WORK ITEM | Every line below from the one containing "Am I merely overlooking this feature/option?" through the one containing "with option to" must be transcribed exactly. Omit all lines outside that stretch.

[Stored items]

====================

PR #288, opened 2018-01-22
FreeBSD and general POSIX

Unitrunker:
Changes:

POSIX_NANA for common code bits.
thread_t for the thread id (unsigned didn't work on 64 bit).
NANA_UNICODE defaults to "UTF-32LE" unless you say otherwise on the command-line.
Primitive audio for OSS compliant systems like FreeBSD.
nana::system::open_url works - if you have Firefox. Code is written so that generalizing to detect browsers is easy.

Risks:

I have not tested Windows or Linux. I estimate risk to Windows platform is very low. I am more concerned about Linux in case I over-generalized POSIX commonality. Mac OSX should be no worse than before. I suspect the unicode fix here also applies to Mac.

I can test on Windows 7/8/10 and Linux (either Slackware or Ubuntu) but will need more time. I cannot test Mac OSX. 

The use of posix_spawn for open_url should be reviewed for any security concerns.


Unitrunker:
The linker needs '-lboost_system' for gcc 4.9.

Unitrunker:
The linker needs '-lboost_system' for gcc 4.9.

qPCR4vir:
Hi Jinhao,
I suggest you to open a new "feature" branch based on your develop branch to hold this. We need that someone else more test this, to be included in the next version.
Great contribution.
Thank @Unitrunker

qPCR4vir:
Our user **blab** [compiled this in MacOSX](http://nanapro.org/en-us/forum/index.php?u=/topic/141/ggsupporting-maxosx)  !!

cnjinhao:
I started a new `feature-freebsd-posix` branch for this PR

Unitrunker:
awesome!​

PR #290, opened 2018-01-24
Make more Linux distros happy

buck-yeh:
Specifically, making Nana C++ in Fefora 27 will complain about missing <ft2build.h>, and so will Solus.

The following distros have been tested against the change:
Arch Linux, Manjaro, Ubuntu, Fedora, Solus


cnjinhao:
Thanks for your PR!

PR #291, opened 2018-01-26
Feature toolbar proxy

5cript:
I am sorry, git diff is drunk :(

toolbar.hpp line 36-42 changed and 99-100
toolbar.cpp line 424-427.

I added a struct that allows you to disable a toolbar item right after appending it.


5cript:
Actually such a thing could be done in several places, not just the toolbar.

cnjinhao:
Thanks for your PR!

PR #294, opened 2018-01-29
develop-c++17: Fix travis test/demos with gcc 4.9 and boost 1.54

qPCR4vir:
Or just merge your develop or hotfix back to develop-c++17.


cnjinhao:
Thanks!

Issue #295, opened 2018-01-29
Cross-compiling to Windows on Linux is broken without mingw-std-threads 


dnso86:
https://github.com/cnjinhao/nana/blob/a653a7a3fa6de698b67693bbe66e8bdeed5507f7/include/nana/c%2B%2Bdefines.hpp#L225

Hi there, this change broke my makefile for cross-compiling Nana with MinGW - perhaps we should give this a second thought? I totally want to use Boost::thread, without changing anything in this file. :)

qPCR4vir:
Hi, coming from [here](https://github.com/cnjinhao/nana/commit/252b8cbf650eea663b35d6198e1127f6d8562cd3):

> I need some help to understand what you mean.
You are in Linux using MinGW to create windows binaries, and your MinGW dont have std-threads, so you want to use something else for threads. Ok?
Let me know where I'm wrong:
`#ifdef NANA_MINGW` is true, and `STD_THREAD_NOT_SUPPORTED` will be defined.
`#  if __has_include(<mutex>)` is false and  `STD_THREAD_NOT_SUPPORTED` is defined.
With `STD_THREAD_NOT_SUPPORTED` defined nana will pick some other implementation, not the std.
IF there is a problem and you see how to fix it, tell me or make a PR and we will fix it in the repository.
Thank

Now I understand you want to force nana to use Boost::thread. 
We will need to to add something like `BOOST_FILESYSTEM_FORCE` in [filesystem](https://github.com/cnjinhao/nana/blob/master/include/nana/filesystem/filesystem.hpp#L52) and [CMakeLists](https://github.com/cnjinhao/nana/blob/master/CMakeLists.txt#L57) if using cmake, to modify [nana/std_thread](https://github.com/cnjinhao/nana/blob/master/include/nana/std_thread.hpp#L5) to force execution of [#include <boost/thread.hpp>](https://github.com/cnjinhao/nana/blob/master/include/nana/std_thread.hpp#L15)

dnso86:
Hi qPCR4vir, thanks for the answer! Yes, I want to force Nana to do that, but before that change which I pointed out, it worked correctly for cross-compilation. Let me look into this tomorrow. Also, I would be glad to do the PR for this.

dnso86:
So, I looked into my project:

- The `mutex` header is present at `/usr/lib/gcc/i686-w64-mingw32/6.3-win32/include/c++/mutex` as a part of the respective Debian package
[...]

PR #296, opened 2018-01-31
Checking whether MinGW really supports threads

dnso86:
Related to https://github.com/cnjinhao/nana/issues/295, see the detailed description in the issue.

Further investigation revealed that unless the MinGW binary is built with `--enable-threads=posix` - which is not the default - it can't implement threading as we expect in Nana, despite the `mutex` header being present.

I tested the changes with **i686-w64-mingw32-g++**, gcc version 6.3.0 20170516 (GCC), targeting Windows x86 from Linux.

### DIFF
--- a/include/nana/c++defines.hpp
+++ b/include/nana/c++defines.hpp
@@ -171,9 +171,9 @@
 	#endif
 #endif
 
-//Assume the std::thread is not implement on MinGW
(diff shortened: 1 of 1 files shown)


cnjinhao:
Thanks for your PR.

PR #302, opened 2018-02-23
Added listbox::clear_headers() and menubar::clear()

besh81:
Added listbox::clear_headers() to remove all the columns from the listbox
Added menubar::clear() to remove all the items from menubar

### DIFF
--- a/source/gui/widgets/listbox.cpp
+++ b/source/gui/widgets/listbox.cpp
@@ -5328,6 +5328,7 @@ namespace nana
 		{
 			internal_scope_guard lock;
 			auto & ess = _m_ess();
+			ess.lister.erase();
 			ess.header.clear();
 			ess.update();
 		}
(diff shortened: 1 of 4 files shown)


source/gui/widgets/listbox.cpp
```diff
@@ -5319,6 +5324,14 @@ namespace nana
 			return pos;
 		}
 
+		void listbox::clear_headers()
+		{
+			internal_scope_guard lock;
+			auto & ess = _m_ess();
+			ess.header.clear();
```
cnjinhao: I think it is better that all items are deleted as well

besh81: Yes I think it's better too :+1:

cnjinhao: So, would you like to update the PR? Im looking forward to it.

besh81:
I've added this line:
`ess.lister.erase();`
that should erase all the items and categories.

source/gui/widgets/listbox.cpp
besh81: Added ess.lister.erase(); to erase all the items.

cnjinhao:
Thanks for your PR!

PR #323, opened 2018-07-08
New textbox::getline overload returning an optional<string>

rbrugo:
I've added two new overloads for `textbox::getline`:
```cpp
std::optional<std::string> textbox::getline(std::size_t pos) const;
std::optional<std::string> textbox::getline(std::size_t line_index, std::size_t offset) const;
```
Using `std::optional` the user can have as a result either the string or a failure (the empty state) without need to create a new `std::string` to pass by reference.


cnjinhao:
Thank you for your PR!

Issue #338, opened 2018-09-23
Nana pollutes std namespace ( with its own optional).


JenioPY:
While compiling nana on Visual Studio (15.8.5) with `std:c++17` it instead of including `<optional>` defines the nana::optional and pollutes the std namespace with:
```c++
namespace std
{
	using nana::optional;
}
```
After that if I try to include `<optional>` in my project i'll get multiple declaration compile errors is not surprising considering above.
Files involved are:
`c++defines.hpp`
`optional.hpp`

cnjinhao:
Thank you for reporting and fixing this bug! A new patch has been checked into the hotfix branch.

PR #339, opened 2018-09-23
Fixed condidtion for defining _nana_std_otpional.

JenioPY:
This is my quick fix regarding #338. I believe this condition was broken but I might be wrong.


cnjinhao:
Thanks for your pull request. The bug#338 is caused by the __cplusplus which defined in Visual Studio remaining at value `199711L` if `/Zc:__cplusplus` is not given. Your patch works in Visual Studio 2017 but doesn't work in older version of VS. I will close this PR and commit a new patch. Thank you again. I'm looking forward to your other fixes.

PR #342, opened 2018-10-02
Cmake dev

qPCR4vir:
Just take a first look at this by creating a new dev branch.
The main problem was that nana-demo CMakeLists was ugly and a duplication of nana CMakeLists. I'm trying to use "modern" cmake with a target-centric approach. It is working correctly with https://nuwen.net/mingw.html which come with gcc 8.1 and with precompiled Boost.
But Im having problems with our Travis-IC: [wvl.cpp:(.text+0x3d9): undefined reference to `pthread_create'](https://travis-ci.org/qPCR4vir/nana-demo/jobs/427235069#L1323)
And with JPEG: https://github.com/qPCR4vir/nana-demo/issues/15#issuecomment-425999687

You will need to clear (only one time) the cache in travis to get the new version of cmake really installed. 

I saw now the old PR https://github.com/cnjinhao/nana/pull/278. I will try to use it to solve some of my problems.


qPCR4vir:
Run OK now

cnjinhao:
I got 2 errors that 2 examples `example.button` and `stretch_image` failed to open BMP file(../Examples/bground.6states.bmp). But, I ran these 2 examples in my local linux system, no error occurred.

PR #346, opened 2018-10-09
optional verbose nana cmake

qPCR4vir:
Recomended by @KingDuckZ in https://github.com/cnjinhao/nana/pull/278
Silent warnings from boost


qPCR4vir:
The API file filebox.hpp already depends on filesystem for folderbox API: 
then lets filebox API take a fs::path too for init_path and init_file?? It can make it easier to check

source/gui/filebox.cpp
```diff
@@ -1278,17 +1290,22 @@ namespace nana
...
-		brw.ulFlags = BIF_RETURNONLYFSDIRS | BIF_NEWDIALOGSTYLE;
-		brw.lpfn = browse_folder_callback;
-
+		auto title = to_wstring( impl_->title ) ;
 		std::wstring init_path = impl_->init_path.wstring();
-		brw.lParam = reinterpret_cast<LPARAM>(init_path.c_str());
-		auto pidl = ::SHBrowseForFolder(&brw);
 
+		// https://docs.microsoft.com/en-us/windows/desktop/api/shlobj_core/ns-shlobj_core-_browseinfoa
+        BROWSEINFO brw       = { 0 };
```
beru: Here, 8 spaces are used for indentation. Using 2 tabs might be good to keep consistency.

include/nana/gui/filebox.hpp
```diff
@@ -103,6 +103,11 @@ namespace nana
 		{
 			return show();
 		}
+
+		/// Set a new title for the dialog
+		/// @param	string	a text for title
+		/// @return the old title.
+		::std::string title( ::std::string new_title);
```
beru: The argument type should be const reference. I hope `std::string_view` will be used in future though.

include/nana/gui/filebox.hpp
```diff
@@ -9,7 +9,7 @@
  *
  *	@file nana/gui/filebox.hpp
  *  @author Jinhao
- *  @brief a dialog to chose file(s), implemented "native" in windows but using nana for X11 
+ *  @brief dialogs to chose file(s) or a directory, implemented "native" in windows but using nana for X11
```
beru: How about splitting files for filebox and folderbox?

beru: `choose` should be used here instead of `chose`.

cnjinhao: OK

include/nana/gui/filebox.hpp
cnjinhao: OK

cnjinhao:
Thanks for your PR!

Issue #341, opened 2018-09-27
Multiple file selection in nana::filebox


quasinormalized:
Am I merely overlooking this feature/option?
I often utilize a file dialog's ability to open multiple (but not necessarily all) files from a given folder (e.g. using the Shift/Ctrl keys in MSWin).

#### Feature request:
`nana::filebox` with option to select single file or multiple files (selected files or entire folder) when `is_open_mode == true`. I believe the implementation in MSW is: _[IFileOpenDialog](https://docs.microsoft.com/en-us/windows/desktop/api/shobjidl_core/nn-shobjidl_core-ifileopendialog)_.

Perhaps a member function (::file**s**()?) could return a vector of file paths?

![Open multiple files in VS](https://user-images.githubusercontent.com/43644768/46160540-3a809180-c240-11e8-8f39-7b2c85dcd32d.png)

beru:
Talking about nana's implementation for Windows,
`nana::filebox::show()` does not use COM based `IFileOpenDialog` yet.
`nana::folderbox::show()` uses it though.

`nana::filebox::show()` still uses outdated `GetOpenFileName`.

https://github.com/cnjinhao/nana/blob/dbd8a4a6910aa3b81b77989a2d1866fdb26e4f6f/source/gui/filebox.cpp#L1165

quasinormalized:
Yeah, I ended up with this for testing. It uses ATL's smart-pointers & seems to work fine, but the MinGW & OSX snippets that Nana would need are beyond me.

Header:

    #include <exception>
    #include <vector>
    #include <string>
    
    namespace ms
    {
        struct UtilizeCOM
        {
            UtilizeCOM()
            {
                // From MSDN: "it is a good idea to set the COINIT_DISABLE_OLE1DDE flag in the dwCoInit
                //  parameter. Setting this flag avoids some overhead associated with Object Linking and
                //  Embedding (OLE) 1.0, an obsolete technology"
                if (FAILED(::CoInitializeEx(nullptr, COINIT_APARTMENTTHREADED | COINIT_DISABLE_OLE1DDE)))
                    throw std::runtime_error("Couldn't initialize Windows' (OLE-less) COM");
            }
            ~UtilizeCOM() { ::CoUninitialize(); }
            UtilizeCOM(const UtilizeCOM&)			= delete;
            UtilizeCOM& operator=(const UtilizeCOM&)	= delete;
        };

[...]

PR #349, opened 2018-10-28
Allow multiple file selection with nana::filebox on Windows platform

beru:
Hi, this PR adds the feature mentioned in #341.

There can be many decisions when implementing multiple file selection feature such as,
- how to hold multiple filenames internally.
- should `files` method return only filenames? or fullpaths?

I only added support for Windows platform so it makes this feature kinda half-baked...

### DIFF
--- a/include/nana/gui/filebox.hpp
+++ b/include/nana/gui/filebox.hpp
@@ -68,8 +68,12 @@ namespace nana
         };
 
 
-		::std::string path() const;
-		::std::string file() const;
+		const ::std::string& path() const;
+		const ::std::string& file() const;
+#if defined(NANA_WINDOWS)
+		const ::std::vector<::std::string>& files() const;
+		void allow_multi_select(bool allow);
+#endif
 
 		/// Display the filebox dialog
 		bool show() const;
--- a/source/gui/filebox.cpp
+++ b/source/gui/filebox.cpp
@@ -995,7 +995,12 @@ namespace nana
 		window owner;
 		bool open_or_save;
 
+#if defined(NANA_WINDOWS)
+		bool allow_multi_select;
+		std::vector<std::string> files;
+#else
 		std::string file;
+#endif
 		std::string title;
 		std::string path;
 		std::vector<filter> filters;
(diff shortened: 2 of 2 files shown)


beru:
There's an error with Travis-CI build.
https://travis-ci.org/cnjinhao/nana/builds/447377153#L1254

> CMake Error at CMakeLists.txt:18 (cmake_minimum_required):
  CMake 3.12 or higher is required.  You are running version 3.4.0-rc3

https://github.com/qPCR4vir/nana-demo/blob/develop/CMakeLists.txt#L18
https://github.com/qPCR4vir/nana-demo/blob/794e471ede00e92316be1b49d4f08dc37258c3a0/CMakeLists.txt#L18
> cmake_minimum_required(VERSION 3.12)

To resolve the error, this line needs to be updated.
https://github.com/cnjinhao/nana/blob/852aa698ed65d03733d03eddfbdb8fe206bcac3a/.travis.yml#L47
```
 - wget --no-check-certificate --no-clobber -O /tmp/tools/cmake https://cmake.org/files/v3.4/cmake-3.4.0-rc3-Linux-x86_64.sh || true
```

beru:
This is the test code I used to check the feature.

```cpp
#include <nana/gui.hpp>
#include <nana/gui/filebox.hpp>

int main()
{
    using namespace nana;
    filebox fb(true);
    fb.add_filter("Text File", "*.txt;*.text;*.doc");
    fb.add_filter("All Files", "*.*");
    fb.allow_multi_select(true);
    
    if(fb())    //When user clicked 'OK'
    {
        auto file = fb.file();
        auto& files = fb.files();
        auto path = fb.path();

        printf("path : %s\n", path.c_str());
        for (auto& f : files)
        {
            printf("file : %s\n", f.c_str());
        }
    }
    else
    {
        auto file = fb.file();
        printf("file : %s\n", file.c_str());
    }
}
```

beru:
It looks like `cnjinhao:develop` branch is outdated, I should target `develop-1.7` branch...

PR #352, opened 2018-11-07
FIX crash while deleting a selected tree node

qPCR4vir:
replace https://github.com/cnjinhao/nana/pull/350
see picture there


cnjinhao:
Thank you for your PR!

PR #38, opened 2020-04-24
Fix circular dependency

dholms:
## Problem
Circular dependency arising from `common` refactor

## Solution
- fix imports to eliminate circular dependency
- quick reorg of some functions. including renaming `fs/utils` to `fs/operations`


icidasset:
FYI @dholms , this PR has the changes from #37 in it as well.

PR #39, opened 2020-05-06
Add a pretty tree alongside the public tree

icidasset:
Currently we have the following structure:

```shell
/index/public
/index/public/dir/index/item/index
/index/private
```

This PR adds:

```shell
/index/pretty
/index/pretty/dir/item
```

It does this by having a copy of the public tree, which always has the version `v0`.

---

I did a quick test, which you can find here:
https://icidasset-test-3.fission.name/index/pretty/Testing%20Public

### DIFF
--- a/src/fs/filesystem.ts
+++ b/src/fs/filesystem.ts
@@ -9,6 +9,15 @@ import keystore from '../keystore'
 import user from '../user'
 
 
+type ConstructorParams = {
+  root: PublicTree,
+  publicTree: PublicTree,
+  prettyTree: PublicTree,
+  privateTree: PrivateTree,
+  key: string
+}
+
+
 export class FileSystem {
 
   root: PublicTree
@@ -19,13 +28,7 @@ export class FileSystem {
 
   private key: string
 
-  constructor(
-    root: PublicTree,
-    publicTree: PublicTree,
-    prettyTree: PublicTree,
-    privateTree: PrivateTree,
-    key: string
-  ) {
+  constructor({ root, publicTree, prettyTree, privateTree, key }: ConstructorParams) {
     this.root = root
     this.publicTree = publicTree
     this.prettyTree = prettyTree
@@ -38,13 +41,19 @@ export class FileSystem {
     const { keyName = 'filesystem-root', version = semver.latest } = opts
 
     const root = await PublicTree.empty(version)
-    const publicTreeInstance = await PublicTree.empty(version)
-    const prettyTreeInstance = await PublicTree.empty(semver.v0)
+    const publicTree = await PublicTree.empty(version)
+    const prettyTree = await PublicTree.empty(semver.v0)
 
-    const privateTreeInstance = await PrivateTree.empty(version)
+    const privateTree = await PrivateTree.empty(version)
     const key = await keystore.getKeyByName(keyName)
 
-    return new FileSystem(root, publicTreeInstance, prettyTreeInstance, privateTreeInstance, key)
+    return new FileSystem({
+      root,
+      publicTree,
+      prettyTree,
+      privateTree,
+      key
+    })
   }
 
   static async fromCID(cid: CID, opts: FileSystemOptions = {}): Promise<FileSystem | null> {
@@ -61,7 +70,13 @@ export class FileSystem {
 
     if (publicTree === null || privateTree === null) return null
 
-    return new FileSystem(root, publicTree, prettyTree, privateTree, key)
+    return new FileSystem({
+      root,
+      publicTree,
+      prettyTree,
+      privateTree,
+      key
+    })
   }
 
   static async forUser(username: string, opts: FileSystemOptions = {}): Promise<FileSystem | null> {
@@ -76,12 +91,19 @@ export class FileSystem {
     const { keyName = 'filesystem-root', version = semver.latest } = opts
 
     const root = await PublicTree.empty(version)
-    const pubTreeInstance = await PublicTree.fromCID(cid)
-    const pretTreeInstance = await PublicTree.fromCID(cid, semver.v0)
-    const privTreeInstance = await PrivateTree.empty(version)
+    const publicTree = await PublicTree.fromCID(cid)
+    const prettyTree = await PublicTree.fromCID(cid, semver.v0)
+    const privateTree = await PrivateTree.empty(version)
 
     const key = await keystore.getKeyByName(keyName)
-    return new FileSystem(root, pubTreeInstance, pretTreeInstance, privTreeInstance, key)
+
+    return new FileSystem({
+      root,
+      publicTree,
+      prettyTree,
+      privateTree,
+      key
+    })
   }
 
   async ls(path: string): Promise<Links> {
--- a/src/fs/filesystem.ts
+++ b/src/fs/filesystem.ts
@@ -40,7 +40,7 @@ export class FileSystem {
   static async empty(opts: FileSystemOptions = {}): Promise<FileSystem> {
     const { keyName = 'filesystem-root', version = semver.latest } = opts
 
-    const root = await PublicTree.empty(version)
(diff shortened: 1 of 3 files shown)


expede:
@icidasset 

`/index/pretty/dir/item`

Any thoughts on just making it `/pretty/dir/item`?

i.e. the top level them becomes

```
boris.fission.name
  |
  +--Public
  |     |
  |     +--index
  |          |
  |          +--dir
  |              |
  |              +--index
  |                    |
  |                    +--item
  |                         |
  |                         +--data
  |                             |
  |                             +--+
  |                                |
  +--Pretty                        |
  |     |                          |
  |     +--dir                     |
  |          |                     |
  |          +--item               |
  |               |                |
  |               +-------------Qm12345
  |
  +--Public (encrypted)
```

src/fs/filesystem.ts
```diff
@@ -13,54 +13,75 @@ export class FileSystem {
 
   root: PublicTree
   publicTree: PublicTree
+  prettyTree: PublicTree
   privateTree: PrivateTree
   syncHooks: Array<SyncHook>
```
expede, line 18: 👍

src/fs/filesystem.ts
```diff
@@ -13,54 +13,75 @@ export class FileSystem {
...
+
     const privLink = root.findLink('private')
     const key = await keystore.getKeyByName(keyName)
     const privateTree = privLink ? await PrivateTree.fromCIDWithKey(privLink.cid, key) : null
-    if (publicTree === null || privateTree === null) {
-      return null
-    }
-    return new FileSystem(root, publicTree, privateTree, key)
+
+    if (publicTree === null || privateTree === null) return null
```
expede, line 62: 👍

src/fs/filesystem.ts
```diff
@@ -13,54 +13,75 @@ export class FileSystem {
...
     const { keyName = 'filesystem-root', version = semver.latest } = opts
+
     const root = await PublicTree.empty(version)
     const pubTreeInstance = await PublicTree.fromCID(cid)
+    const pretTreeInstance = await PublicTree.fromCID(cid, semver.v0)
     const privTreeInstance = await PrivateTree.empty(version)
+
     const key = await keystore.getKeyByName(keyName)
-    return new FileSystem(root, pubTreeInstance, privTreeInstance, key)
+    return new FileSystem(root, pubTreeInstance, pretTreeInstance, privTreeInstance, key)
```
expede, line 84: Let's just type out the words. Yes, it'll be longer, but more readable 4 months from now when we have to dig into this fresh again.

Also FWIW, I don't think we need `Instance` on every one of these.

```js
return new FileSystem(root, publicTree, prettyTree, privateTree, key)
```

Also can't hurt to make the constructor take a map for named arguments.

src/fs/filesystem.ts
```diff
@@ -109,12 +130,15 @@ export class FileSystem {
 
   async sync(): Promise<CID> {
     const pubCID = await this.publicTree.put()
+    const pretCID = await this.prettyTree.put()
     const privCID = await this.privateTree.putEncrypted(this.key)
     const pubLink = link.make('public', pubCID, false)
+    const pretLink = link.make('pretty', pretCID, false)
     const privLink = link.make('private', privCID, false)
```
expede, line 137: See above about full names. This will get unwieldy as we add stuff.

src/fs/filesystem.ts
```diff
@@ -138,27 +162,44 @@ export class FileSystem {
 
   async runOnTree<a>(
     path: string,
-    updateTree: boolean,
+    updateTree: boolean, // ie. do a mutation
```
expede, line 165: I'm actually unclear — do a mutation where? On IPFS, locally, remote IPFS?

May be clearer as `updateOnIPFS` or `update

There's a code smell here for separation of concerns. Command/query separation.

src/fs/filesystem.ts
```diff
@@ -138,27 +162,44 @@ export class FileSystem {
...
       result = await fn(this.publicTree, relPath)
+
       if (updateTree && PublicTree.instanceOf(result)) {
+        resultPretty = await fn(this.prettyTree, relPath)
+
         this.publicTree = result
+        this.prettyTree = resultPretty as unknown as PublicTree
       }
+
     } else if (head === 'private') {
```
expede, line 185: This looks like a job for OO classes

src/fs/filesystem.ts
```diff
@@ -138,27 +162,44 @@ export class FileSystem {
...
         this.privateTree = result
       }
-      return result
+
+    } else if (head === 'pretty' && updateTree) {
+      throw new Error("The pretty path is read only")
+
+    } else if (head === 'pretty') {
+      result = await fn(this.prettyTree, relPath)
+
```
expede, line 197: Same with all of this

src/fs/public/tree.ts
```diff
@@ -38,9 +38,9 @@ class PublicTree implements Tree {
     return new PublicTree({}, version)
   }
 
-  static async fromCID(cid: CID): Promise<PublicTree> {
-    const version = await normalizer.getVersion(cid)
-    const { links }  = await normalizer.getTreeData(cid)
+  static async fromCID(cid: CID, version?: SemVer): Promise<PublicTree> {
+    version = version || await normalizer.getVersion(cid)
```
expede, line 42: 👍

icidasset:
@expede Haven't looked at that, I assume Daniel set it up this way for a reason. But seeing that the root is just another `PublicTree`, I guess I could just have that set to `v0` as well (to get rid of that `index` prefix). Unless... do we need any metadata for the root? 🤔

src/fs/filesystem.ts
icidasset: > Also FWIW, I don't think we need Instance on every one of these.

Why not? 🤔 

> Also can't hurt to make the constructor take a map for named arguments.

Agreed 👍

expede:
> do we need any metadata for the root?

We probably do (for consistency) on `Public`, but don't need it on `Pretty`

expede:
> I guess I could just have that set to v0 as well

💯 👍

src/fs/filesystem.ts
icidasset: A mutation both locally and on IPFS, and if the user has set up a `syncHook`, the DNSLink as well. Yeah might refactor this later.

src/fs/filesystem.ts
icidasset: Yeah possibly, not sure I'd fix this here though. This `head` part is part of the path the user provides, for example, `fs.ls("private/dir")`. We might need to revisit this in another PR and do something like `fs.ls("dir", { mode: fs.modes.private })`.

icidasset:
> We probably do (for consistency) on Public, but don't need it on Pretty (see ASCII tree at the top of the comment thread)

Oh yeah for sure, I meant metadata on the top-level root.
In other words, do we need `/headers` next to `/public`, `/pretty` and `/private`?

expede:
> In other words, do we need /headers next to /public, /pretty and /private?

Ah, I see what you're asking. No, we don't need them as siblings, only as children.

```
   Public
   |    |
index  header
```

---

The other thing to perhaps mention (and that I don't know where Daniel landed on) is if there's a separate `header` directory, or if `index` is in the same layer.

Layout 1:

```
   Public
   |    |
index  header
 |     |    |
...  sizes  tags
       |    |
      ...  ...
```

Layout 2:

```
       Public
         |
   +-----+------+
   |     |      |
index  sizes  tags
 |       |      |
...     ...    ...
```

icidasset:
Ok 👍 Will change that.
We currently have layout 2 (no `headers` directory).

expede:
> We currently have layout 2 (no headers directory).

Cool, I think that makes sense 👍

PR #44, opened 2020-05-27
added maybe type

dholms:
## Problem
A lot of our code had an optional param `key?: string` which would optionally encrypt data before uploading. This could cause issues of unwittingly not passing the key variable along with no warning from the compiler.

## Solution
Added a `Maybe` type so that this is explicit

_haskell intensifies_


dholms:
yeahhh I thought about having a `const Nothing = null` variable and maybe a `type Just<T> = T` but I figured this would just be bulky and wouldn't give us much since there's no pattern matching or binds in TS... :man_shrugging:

====================

SOLUTION |
Am I merely overlooking this feature/option?
I often utilize a file dialog's ability to open multiple (but not necessarily all) files from a given folder (e.g. using the Shift/Ctrl keys in MSWin).

#### Feature request:
`nana::filebox` with option to select single file or multiple files (selected files or entire folder) when `is_open_mode == true`. I believe the implementation in MSW is: _[IFileOpenDialog](https://docs.microsoft.com/en-us/windows/desktop/api/shobjidl_core/nn-shobjidl_core-ifileopendialog)_.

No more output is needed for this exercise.